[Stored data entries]
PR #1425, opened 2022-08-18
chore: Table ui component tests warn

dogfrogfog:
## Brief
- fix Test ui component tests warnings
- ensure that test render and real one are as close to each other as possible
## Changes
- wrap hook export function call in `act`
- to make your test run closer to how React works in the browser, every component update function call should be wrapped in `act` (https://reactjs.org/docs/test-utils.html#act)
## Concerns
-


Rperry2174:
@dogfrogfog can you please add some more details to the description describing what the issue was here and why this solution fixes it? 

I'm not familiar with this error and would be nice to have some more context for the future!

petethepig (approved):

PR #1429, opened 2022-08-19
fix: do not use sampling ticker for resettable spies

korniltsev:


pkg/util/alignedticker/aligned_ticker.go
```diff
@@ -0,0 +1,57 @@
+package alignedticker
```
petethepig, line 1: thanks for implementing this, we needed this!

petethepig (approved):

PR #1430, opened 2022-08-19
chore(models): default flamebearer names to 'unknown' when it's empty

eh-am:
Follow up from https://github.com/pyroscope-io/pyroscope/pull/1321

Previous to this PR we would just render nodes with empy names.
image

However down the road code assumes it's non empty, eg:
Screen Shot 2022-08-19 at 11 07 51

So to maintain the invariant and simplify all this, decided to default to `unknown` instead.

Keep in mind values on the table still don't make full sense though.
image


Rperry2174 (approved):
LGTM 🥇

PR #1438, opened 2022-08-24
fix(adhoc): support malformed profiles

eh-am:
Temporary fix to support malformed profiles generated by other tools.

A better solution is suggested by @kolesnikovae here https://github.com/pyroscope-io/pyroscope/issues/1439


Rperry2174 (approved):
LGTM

--

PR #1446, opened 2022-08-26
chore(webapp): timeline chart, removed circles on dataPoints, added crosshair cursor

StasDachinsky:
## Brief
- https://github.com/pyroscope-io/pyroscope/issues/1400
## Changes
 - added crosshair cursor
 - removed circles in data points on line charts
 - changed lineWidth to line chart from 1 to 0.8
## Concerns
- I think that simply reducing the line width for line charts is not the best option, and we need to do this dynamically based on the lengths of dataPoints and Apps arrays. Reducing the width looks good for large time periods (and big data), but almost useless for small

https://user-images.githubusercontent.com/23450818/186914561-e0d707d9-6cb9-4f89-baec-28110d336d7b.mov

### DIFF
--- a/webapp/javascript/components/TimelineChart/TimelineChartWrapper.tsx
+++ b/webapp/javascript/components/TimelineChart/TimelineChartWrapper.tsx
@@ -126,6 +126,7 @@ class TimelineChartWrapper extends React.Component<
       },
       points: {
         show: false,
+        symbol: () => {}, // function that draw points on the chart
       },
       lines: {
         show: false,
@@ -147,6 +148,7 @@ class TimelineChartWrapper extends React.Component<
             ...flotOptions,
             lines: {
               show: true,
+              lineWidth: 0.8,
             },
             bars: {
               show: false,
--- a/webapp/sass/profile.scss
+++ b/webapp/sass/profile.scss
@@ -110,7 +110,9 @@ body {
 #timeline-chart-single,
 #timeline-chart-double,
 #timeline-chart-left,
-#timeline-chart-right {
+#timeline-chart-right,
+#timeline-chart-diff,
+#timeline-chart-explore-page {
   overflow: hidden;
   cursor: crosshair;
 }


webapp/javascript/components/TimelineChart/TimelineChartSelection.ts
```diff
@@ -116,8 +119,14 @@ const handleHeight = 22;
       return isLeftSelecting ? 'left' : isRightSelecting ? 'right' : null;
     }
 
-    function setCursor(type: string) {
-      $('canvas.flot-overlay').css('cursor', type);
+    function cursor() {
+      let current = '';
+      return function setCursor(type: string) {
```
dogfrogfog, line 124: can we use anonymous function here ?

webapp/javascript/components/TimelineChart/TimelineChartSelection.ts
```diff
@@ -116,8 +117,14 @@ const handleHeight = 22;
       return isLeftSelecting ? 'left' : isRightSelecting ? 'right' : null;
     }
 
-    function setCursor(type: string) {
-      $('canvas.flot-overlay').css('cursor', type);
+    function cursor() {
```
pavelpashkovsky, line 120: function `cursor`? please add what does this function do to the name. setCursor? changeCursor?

...

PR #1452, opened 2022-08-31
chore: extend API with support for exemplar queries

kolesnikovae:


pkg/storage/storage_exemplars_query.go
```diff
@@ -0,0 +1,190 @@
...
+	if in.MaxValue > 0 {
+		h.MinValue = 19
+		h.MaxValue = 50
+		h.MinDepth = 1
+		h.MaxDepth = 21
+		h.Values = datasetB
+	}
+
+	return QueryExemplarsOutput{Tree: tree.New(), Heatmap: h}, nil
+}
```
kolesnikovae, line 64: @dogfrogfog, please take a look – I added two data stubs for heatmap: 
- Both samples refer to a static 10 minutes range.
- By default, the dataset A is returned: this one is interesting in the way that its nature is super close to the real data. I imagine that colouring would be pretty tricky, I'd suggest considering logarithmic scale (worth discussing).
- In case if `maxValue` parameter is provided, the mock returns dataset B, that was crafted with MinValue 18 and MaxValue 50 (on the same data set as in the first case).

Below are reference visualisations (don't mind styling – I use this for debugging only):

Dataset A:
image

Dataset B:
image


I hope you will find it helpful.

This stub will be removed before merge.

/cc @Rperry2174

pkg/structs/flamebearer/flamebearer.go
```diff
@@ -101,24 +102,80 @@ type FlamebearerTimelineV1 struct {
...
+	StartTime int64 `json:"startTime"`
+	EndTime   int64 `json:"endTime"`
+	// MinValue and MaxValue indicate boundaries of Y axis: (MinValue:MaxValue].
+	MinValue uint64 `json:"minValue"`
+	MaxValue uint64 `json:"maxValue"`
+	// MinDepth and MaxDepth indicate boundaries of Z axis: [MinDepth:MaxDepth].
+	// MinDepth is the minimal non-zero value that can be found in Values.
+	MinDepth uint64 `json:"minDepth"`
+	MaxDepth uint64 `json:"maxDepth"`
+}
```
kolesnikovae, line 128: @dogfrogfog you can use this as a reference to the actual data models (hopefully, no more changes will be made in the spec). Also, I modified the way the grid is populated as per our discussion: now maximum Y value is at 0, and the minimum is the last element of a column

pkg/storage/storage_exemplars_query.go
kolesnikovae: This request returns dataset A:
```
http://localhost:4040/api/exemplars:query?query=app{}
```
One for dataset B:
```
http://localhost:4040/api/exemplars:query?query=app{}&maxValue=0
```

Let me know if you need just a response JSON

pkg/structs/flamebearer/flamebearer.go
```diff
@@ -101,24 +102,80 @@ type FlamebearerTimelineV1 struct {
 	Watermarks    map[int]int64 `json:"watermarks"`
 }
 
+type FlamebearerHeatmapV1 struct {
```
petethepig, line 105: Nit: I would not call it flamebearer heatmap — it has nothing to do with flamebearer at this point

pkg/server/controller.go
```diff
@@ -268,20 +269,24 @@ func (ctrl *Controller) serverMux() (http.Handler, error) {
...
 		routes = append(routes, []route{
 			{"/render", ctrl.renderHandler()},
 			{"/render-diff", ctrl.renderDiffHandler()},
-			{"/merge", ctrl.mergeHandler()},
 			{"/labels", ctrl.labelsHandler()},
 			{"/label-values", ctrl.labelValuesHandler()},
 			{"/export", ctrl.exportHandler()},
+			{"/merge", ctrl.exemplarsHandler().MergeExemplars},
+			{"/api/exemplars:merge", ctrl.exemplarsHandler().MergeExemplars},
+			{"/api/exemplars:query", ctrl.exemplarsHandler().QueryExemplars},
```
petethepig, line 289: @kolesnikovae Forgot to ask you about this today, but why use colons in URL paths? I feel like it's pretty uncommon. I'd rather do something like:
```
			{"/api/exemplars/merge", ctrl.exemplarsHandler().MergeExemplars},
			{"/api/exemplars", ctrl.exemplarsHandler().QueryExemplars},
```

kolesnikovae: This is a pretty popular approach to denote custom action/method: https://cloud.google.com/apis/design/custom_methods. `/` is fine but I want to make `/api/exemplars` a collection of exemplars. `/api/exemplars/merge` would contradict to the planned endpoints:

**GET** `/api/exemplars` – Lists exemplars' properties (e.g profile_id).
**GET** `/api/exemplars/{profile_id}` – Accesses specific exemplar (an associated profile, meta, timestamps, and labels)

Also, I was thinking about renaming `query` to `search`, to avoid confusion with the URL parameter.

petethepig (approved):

▶ **Work required**: Filter the entries above and keep only the lines with the word "export".

▶ **Written solution**:
- wrap hook export function call in `act`
 			{"/export", ctrl.exportHandler()},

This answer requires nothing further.